October 4, 2023
From UnderwriteMe’s laptop to yours: How underwriting automation software gets built
At UnderwriteMe, we pride ourselves on the reliability of our services. It’s not just a matter of pride, it’s also a contractual obligation. Making our services available, whether as the Protection Platform or the Decision Platform requires the talents of many people across the engineering teams.
Everyone knows that developers write code. That code gets turned into an application. But how does the application that a developer built get shipped into something that runs on a server for users?
Ten years ago, when UnderwriteMe first started, the Protection Platform and Underwriting Engine were parts of the same big application, known as a monolith. This might sound simple, but it means that if you change one part, you will also deploy a new version of another part, this can have unintentional side effects. Since then we’ve split multiple components out of the monolith and our application base is now composed of many micro-services. Having many smaller services running and talking to each other allows us to make targeted changes faster and with less risk, but also introduces new complexities when deploying the applications to servers.
When the Internet first took off, applications would be manually installed on servers. The operations team would connect to a server, and then install and launch the application. This process wasn’t dissimilar to the way software would be installed on a laptop. By the time UnderwriteMe started this process was becoming automated which is a big help when you’re deploying dozens of services. Changes to the servers that run applications could be made in the same way that developers make changes to application code. And just like changes to application code, these can be peer reviewed and tested to reduce the potential for issues.
This made a massive improvement to the reliability of services on the internet – not just at UnderwriteMe, but the process was still fairly complex. When running services, it’s not just a matter of installing the application. The operations team would typically have to manage the servers operating system (OS) as well as ensuring any application dependencies, i.e. tools available on the server, libraries (collections of reusable code), configuration, permissions, and more, are all installed correctly. This gave rise to the “it works on my PC” phenomenon. A developer might have written accurate, well tested code that works when tested locally or even in a non-production environment, but when deployed to production, users experience problems.
Enter Containerisation. UnderwriteMe has always used cloud infrastructure services. Cloud providers take big servers and subdivide them into smaller servers known as virtual machines (VMs) and make them available for rent over short or long timeframes. If you logged on to the server, you’d think it was a stand-alone physical machine, but it’s not. Once the cloud provider creates the VM, we can start it up by loading a disk image, which is just a backup of an empty server. From there, the application and its dependencies are installed and the service is available to clients.

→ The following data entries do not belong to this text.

PR #388, opened 2016-04-01
Make arguments work in all contexts.

### LINKED ISSUE #31: Make 'arguments' work in all contexts
Currently, the varargs transform happens before trampolining (so closures introduced there are handled correctly), but after cps (so if cps introduces a closure boundary that separates the occurrence of `arguments` from its corresponding function top level, `arguments` won't work correctly). See example in e22b7e25d5f654f785eed124b4923b53bae4e00f.

null-a:
This is intended to fix #31.

As suggested in the ticket, I've moved the `varargs` transform before `cps`. I side stepped the stack overflow which results from doing this by switching the strategy used to find a node's enclosing function. Specifically, we now maintain a stack of function nodes as we traverse, rather than annotate the AST. With that, the failing test passes.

We regularly upgrade clients to newer versions of our applications, but migrating to the new platform is much more complex than a typical upgrade. In addition to the applications migrating, the databases are too. We collect, store and transmit far too much data to store the data in regular files, so instead we use a database, which organises the data into a set of spreadsheet-like tables. You can’t move the database itself from the old platform to the new platform, so when we migrate, we also have to copy and validate the data in the databases. We follow a comprehensive playbook to make sure that no customer data is accidentally changed or lost in the migration. This is often a complex and time consuming process so it’s usually done overnight.
Containerisation adds a layer of abstraction on top of this. The application is packaged up with its own operating system and all dependencies. This can be thought of as being synonymous to a shipping container which is used to make loading and unloading of physical goods at ports faster, easier and standardised.
Instead of working with the host VM’s OS, tools, or libraries, it uses the ones that are packaged up with it. As far as the host VM is concerned, it’s just running a plain container process. This means that when developers run the application locally, where they can test changes or find bugs, the application runs exactly as it does in production.
The benefits of containerisation aren’t limited to improved application reliability. Deploying an application in the VM world meant managing the host OS, deploying the application, its configuration, aligning that with network configuration (such as firewall rules) and security processes. These were all handled by different systems, and sometimes different teams. By simplifying and aligning the release process we can remove scope for errors and deliver consistently safe, repeatable upgrades. Because everything about the deployments is under the management of the development team, the people closest to the application are able to make sure that we’re deploying in the best way possible.
In addition to containers the new platform uses orchestration tools which further automate the deployment and management of applications by handling services surrounding a container. If an instance becomes slow, a new one will be brought up. If traffic increases, the orchestrator will automatically provision additional instances. This all happens automatically and allows us to resolve issues before they impact users. The new approach also comes with improved monitoring and logging infrastructure which allows our support and product teams to better see how our applications are performing and speed up the resolution time of issues.
These changes reflect years of work from developers and non-developers and will help keep our services as healthy and reliable as possible for our customers as we expand into the next phase of our growth – and keep downtime well below the contractual limit.